Leave it to an overseas tour with EDM artists to change everything for The Memorials drummer Thomas Pridgen. “I was tripped out because people would start dancing before the music starts,” he remembers, “here… I don’t know anything dude. I guess when I got to that point it just kinda got weird.”
Weird? Sure, but also inspiring. The experience helped Pridgen come to an epiphany. “I think now music is starting to be at a point where as much as you think you know, you really don’t know shit, so I’m like, I don’t know shit anymore, so fuck it, let’s play around, let’s just do whatever we want, let’s go to places that people don’t ever go to, because I don’t really know anything. I’m just now going into a complete experimental mode where I feel like let’s just try it. Let’s try it, and if it fails, it fucking fails miserably, but let’s just try it.”
It was with that ideology that Pridgen, and singer Viveca Hawkins, went to work on Delirium, The Memorials sophomore album that was released this spring. “We mixed stuff up with the first record (The Memorials), but not as drastically,” Pridgen explains. “I thought it was cool to be able to fuck with the listener, and be like oh you think we’re gonna go here, but we’re gonna go HERE.” Even with a fairly radical take on experimentalism, there were a few things Pridgen wanted to make sure happened on Delirium. “For me it was the sound, and the arrangements, and being able to hear Viv.” He continued, adding “let’s show Viv can sing jazz. Let’s show I can play drum and bass. I’m just showcasing all our talents.”
According to Pridgen, The Memorials still have a long road ahead of them. He feels, as a Black duo in rock music, they’re going to have to put in extra effort. That being said, Pridgen is actually excited at that prospect, saying “I’m down for it. It’s feeling like now, fuck it dude, let’s just go in, because we don’t have anybody to say no to us and I think that’s what Jimi (Hendrix) was about. I think Jimi was working harder than all those motherfuckers. Everybody else would sit there and play their gig, he would come out there and he would thrash the gig. If you look at James Brown, if you look at everybody that was Black who had any kind of influence, they had to work their fuckin ass off to get the notoriety.”

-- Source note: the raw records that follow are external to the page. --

PR #1272, opened 2021-06-23
Cirrus: Grab skopeo from main branch

cevich:
Ref: https://github.com/containers/skopeo/issues/1282

Signed-off-by: Chris Evich <cevich@redhat.com>

PR #2083, opened 2023-08-07
Rename SKOPEO_CI_TAG to SKOPEO_CI_BRANCH

mtrmac:
Originally (in https://github.com/containers/image/pull/1272 ) `SKOPEO_CI_TAG` was also a tag of an on-registry image. That's no longer the case.

On c/image stable branches, we typically want to test against a corresponding skopeo stable branch, not against a specific frozen version on that stable branch, so the variable name has become a bit confusing.

So, rename it to `SKOPEO_CI_BRANCH`.

### DIFF
--- a/.cirrus.yml
+++ b/.cirrus.yml
@@ -7,8 +7,8 @@ env:
     ####
     # Name of the ultimate destination branch for this CI run
     DEST_BRANCH: "main"
-    # CI container image tag (c/skopeo branch name)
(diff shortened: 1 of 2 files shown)


mtrmac:
Ref. https://github.com/containers/image/pull/2071#discussion_r1284983478 .

cevich (approved):
LGTM

PR #196, opened 2019-07-19
Add Teensy 4 support

KurtE:
I brought over @PaullStoffregen's change to this library as shown in the posting of the Teeny 4 beta into the current release.

All of the changes are under one #elif
#elif defined(TEENSYDUINO) && (defined(__IMXRT1052__) || defined(__IMXRT1062__))

This is in the one very large and many #if #elif ... blocks in the method:
Adafruit_NeoPixel::show() 

So should not be able to effect any other  devices.  Did try rebuilding for T3.2 and LC.

Tested on one board with one Neopixel...


ladyada:
thanks!

PR #197, opened 2019-07-28
Change pin arguments to 16 bits from at for 32 bit uC compatibility 

mikeshub:
There really isn't much to say about this PR. I have setup a 3d printer using the LPC1768 microcontroller using Marlin. Marlin uses this code for the Neopixels. It doesn't work with the pin being an 8 bit value. So this changes them to 16 bit values.

### DIFF
--- a/Adafruit_NeoPixel.cpp
+++ b/Adafruit_NeoPixel.cpp
@@ -171,10 +171,10 @@ void Adafruit_NeoPixel::updateType(neoPixelType t) {
 #if defined(ESP8266)
 // ESP8266 show() is external to enforce ICACHE_RAM_ATTR execution
 extern "C" void ICACHE_RAM_ATTR espShow(
-  uint8_t pin, uint8_t *pixels, uint32_t numBytes, uint8_t type);
+  uint16_t pin, uint8_t *pixels, uint32_t numBytes, uint8_t type);
 #elif defined(ESP32)
 extern "C" void espShow(
-  uint8_t pin, uint8_t *pixels, uint32_t numBytes, uint8_t type);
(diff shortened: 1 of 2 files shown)


ladyada:
hiya thank u - please make adjustments so travis.ci passes :)

mikeshub:
That got it.

mikeshub:
Discussion over at Marlin on this:

https://github.com/MarlinFirmware/Marlin/issues/14754

PaintYourDragon:
If I were feeling more uptight I’d suggest a NeoPixel_pin_t typedef (with #ifdef(s) for different architectures) to minimize the cognitive load on something like an ATtiny. But it’s 2019 and c’mon, ATtiny, really? This is fine as-is and I will merge.

p3p:
Ah well guess my LPC176x support got in by the backdoor was trying to keep it separate until the LPC176x Arduino framework was a little more stable and Arduino compatible.

mikeshub:
Seems to me that Marlin is bridging the gap between Arduino and mBed (ARMduino?). Hopefully some of the Marlin effort will get picked up by Arduino for even more hardware support. Thanks for adding this in.

I'll be happy to add the pin type def. Do you think an #ifdef __AVR_ATtiny85__ would be the right preprocessor check for ATTiny or is there a better define?

Would it make sense to just go ahead and change the type to signed for the pins since in the class the pin is assigned to a signed variable? Or would it make more sense to do something like NeoPixel_pin_t and NeoPixel_upin_t for the signed vs unsigned?

ladyada:
no need to adapt this, the attiny will just have to cope with the extra bytes of ram used - thats ok

mikeshub:
You say that now, just you wait until this ruins someones gadget! :)

PR #209, opened 2019-10-24
Add support for Arduino Nano 33 BLE boards

manchoz:
Add support for Arduino boards based on [nRF52840](https://www.nordicsemi.com/Products/Low-power-short-range-wireless/nRF52840):

- [Arduino Nano 33 BLE](https://store.arduino.cc/arduino-nano-33-ble)
- [Arduino Nano 33 BLE Sense](https://store.arduino.cc/arduino-nano-33-ble-sense)

Tested with generic WS2812 strip on Arduino Nano 33 BLE and Arduino Nano 33 BLE Sense.

### DIFF
--- a/Adafruit_NeoPixel.cpp
+++ b/Adafruit_NeoPixel.cpp
@@ -1507,7 +1507,11 @@ void Adafruit_NeoPixel::show(void) {
 //    pwm->INTEN |= (PWM_INTEN_SEQEND0_Enabled<<PWM_INTEN_SEQEND0_Pos);
 
     // PSEL must be configured before enabling PWM
+    #ifdef ARDUINO_ARCH_NRF52840
+    pwm->PSEL.OUT[0] = g_APinDescription[pin].name;
+    #else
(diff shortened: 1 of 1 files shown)


Adafruit_NeoPixel.cpp
```diff
@@ -1544,6 +1548,7 @@ void Adafruit_NeoPixel::show(void) {
   }// End of DMA implementation
   // ---------------------------------------------------------------------
   else{
+#ifdef digitalPinToBitMask
```
ladyada: this is a bad ifdef technique, please use ARDUINO_ARCH_NRF52840 or similar

ladyada:
hiya needs a few fixes

Adafruit_NeoPixel.cpp
manchoz: Fixed with ARDUINO_ARCH_NRF52840.

manchoz:
Done. Let me know.

PR #211, opened 2019-10-27
Corrected brightness usage

ArminJo:
Since real brightness is (brightness -1) we should use this in all formulas. Otherwise it will lead to unexpected results especially for low brightness values.

Please merge this request, my [NeoPatterns ](https://github.com/ArminJo/NeoPatterns) library relies on correct values.
Thanks
Armin

### DIFF
--- a/Adafruit_NeoPixel.cpp
+++ b/Adafruit_NeoPixel.cpp
@@ -1548,7 +1548,7 @@ void Adafruit_NeoPixel::show(void) {
   }// End of DMA implementation
   // ---------------------------------------------------------------------
   else{
-#ifndef ARDUINO_ARCH_NRF52840     
+#ifndef ARDUINO_ARCH_NRF52840
     // Fall back to DWT
     #ifdef ARDUINO_NRF52_ADAFRUIT
       // Bluefruit Feather 52 uses freeRTOS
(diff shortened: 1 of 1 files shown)


PaintYourDragon:
This is already factored into the brightness math. Storing brightness as (actual desired brightness + 1) is a trick to let us use a single-cycle >>8 rather than many-cycle /255 (even on contemporary architectures). This DOES produce small rounding errors in certain combinations, but it's A) small, B) not hooked up to a pacemaker or Mars lander, and C) seemed a worthwhile compromise for a significant performance payoff. I’ve always discouraged use of the brightness function anyway, since it’s linear and (as currently implemented) a lossy operation. It’s convenient for a quick-and-dirty scaling, fine for casual projects, anything more serious would want to use its own gamma table(s) anyway.

ArminJo:
Hi,
First I want to emphasize, that the patch does not change the fabulous single-cycle >>8 trick!

But in the old implementation, computing brightness of a starting value of 0x80 using the "gamma" factors 1,2,4,8,16,32,64,128 leads to results of 1,1,2,4,8,16,32,64 and not the expected 0,1,2,4,8,16,128 (it took me three hours to recognize this).
And as far as I can see, you tend to define your colors in examples using 128 and not 127 as color value (as I do). 
I can understand, that it is only a quick-and-dirty solution, not worth the effort.
But why not make it at least consistent for all the poor programmers to better understand your code, since the actual desired brightness is (brightness -1) and so why not use this value in the computation?
Regards
Armin

PR #213, opened 2019-11-05
Fix build warnings

henrygab:
**Sscope of change**

* Commit 141f6c8 changes multiple `#ifdef X` statements that are not otherwise erroneous to use the style `#if defined(X)`
* The fix at line 1527 (commit 2a6ebf5) is a clear example of why `#ifdef X` is not preferred … specifically because it can cause inadvertent errors, such as is fixed by this single-line commit.
* The fix at line 1418 (commit b8c45cb) is a trivial fix to a compiler warning.

**Known limitations**
There does not appear to be an automated build process for all the variations of code that could be `#define`'d.  Thus, manual code review (and automated build, if available) would be both appreciated and recommended, if only to verify no missed parenthesis, compiler complaints, or the like.

### DIFF
--- a/Adafruit_NeoPixel.cpp
+++ b/Adafruit_NeoPixel.cpp
@@ -1524,7 +1524,7 @@ void Adafruit_NeoPixel::show(void) {
     // But we have to wait for the flag to be set.
     while(!pwm->EVENTS_SEQEND[0])
     {
-      #ifdef ARDUINO_NRF52_ADAFRUIT || ARDUINO_ARCH_NRF52840
+      #if defined(ARDUINO_NRF52_ADAFRUIT) || defined(ARDUINO_ARCH_NRF52840)
       yield();
       #endif
     }
--- a/Adafruit_NeoPixel.cpp
+++ b/Adafruit_NeoPixel.cpp
@@ -1415,7 +1415,7 @@ void Adafruit_NeoPixel::show(void) {
 #endif
   };
 
-  for(int device = 0; device < (sizeof(PWM)/sizeof(PWM[0])); device++) {
+  for(unsigned int device = 0; device < (sizeof(PWM)/sizeof(PWM[0])); device++) {
     if( (PWM[device]->ENABLE == 0)                            &&
         (PWM[device]->PSEL.OUT[0] & PWM_PSEL_OUT_CONNECT_Msk) &&
         (PWM[device]->PSEL.OUT[1] & PWM_PSEL_OUT_CONNECT_Msk) &&
--- a/Adafruit_NeoPixel.cpp
+++ b/Adafruit_NeoPixel.cpp
@@ -45,7 +45,7 @@
 
 #include "Adafruit_NeoPixel.h"
 
-#ifdef TARGET_LPC1768
+#if defined(TARGET_LPC1768)
   #include <time.h>
 #endif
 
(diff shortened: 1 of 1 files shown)


ladyada:
yep been a challenge to break the habit from 20 yrs :)
thank you for the great PRs!

ladyada:
FYI we're starting to add clang-format to our CI scripts (we'll be moving from travis to github actions soon) - if you have other C linting suggestions we'll take em!

henrygab:
One suggestion is fairly simple:

For any library code (or Arduino BSP) that is expected to be used by clients' compilers (e.g., headers, source code that they compile, etc.), enable all compiler warnings.  This not only finds issues (such as the `#ifdef` that may have affected calls to `yield()`), but also allows the clients to enable high warning levels without being inundated with warnings in code they didn't write.  (It also can enhance Adafruit's credibility when users first try to enable more warnings, and Adafruit's libraries are clean.)

For GCC, this could be as simple as compiling with `-Wall -Wextra -Werror`, while defining the minimum standard you want to conform to, such as:
* `-std=c11`
* `-std=c17`
* `-std=c++11`
* `-std=c++14`
* `-std=c++17`
Optionally, you could also enable `-Wpedantic -pedantic-errors`, to emit diagnostics required by the corresponding C/C++ version, and to discover additional **_compile-time undefined behavior_** -- although you may want to only enable that for TravisCI builds that are marked as `allow_fail `

Do you want me to PR a change to [Adafruit_nRF52_Arduino](https://github.com/adafruit/Adafruit_nRF52_Arduino), which enables additional build jobs that enable additional warnings?  (wall clock time for PRs will not change, and the additional builds will not delay or fail overall build status.)  I'm already using it myself, but would love to not have to keep merging changings...

ladyada:
yah i wish we could enable compiler warnings within the arduino CLI but i dont believe that's possible on its own....i think we can do that at at the BSP level and have it as an option like we do for speed/optimizations

yeah please submit any PRs to nrf repo - when thach has time he can review and merge!

henrygab:
Hi @ladyada,

### Enabling -Wall using Arduino CLI

FYI, while you are correct that you cannot use the CLI to enable `-Wpedantic` and `-pedantic-errors`,  you **_can_** enable `-Wall` using the Arduino CLI. See the [relevant lines](https://github.com/adafruit/Adafruit_nRF52_Arduino/blob/master/tools/build_all.py#L64-L65) now in the [Adafruit_nRF52_Arduino](https://github.com/adafruit/Adafruit_nRF52_Arduino/) repository.

IMHO, enabling `-Wpedantic` in CI is probably going overboard ... especially as the Arduino UI doesn't enable a way to get there.  However, I do recommend the occasion compile with it... sometimes it can expose subtle errors.

### Static Analysis

As for other static-analysis tools, it really depends on your intent....

##### Microsoft solutions (C/C++/.NET)

(_This section is outdated ... my personal use for SAL annotations was over a decade ago..._)

I've used Microsoft's SAL annotations, which enable some truly amazing analysis (including for device drivers), but requires lots of annotation.  It also wouldn't be nearly as helpful in Arduino, as I'm not aware of any plumbing to enable PREFAST/PREFIX analysis outside of Visual Studio for C/C++ code.

The biggest problem with static analysis is the complexity needed to get really deep analysis.  The SAL annotations resolved this by enabling annotations at function boundaries, annotations on structures (both for validity and variable length), and of course strings and generic pointers.  This allowed the analysis to "presume" the correctness for annotations on all functions other than a single function being currently analyzed, making for a manageable problem.  .NET code had some really amazing work in Code Contracts, that had similar functionality, but was much easier to grok.  

##### What's out there now
Unfortunately, I've lost track of external efforts to bring such depth of analysis to other systems / compilers.  I encourage use of linters, to the extent that they find actionable errors, or warnings that an end-user would see.

I've never used clang's built-in static analysis.

Although I've never used it, I have previously heard positive things about Coverity.  I saw just now that that they have GitHub integration(!).  It might be worth checking out, especially if they would enable some of your depots (_although created and maintained by a for-profit company_) to be scanned for free.  (_can't hurt to ask, right?_)

Hope that helps!

PR #218, opened 2019-12-01
Fix Nano 33 BLE support

odensc:
Hi --

I was having issues where there would be no output to the LED strip on my Nano 33 BLE Sense board. After some debugging, I found out this line was the issue. `ENABLE` seems to always be equal to 1. Removing this line fixed it and the library seems to work fine - I haven't noticed any adverse effects.

cc/ @manchoz - since you authored the original PR to add support, perhaps you can shed some light on whether this is a proper fix?

### DIFF
--- a/Adafruit_NeoPixel.cpp
+++ b/Adafruit_NeoPixel.cpp
@@ -1416,8 +1416,7 @@ void Adafruit_NeoPixel::show(void) {
   };
 
   for(unsigned int device = 0; device < (sizeof(PWM)/sizeof(PWM[0])); device++) {
-    if( (PWM[device]->ENABLE == 0)                            &&
-        (PWM[device]->PSEL.OUT[0] & PWM_PSEL_OUT_CONNECT_Msk) &&
+    if( (PWM[device]->PSEL.OUT[0] & PWM_PSEL_OUT_CONNECT_Msk) &&
         (PWM[device]->PSEL.OUT[1] & PWM_PSEL_OUT_CONNECT_Msk) &&
         (PWM[device]->PSEL.OUT[2] & PWM_PSEL_OUT_CONNECT_Msk) &&
         (PWM[device]->PSEL.OUT[3] & PWM_PSEL_OUT_CONNECT_Msk)


manchoz:
**TL;DR** Please, upgrade to latest Arduino Mbed Core 1.1.3.

@odensc On Arduino 33 BLE boards, the Mbed core will enable PWM by default so you need to disable it in order to get the NeoPixel library working.

The Arduino Mbed Core [PR 28](https://github.com/arduino/ArduinoCore-nRF528x-mbedos/commit/0977bd4cb6604187c38f5c707208abfea28c5156) fix this AND has been already [published](https://github.com/arduino/ArduinoCore-nRF528x-mbedos/blob/master/variants/ARDUINO_NANO33BLE/variant.cpp#L93) to Arduino Mbed Core 1.1.3.

odensc:
@manchoz Hmm, I guess it was because I started tinkering with this before 1.1.3 was out. Confirmed updating it fixes the issue. Thanks!

ladyada:
nice thanks @manchoz !

manchoz:
You welcome, @ladyada

lflima:
Hello guys, I am trying to get the adafuit neopixel library working on a nano 33 BLE sense and a WS2813B led strip with no luck. Leds will no turn on, although sometimes with the theaterchase effect some of them turn on randomly.
I have a logic lecel converter connected between the arduino and the led strip, boards and library updated to the last version, checked all comments from other guys in forums and no luck. Same code and same setup in an arduino mega works fine.
Any ideas?

Regards

dhalbert:
The WS2813B strips don't respond to the same timing that the WS2812 strips do. We've had one or two other reports of issues. We don't sell the WS2813 strips so we haven't yet tried to adapt the timings to work on both.

lflima:
Thank you for your comment.
But it works flawlessly on the MEGA 2560.
Could this be an issue only on the nordic based arduinos?
Any ideas on how to try adjusting the timmings?

dhalbert:
i am ordering a sample and will try to get it to work.

lflima:
Ok, thank you.
Meanwhile I will keep on searching and post any updaste

PR #228, opened 2020-03-03
Fixing compiler warning

VanKurt:
This fixes the following compiler warning:

> Fixing compiler warning 'variable 'pinMask' set but not used [-Wunused-but-set-variable]'

To do so, the pinmask variable and its assignment have been moved to the ESP8266 #ifdef block.


ladyada:
yay thanks!

PR #229, opened 2020-03-04
implement nrf show() non-blocking

hathach:
- if show() is called again, it will blockingly wait for previous show() to complete first (if not yet).
- also drop the DWT fallback implementation since it is rarely used. We didn't run into scenario where there is no PWM device.

TODO: may piggy back multipel neopixel strip (instance) into 1 hw PWM later.

### DIFF
--- a/Adafruit_NeoPixel.cpp
+++ b/Adafruit_NeoPixel.cpp
@@ -49,7 +49,7 @@
   #include <time.h>
 #endif
 
-#if defined(NRF52) || defined(NRF52_SERIES)
+#if defined(NRF52_SERIES)
 #include "nrf.h"
 
 // Interrupt is only disabled if there is no PWM device available
@@ -71,9 +71,16 @@
 */
 Adafruit_NeoPixel::Adafruit_NeoPixel(uint16_t n, uint16_t p, neoPixelType t) :
   begun(false), brightness(0), pixels(NULL), endTime(0) {
+
+#ifdef NRF52_SERIES
+  _pwm_dev = NULL;
+  _pixels_pattern = NULL;
+#endif
+
   updateType(t);
   updateLength(n);
   setPin(p);
+
 }
 
 /*!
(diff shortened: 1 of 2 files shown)


PaintYourDragon (changes requested):
There’s a likely issue here with the non-blocking transfer and the interaction of the 'endTime' element and the canShow() function.

endTime is normally set at the end of a blocking data transfer. It indicates the time at which the last bit was actually transmitted. show() then returns, and calling code can proceed with other duties while the 300 microsecond NeoPixel latch time elapses…on the next call to show(), the code blocks (if necessary) until the latch is complete.

As currently written with non-blocking DMA, endTime is being set right after the DMA starts, so it contains the time of the first bit out, rather than the last. This might work with early NeoPixels (which had a shorter latch time) and/or shorter runs, but I anticipate problems with long strips and/or WS2812B pixels.

Can think of a couple ways this might be fixed…

- After DMA starts, set endTime to micros() + (total bits * 5 / 4) (allowing the 32-bit value to roll over, it will still work). This is only an approximation but probably close enough.
- Have DMA transfer completion trigger an interrupt, which sets endTime to micros(). This is tricky in that each NeoPixel instance has its own endTime variable, but interrupts usually exist outside the class scope.
(Ignore earlier idea about padding end with zero-bytes, since these still generate a short '1' bit. I deleted that here.)

Swap-File:
I found that under certain condition, on mbed based nRF52840 boards using Adafruit_NeoPixel and ArduinoBLE at the same time could cause the ArduinoBLE stack to lock up occasionally with the error "[Info] Unhandled event".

Pridgen, who graduated from the Berklee College of Music at the age of 15, and was the drummer for The Mars Volta from 2007-2009, says, point blank, “people will notice after a while that we’re working our asses off.”
Currently, The Memorials’ hard work has them on a US tour through September 20th, and after that they’ll be headed to Europe until the end of the fall. By the time they come back, The Memorials may be a household name for rock fans.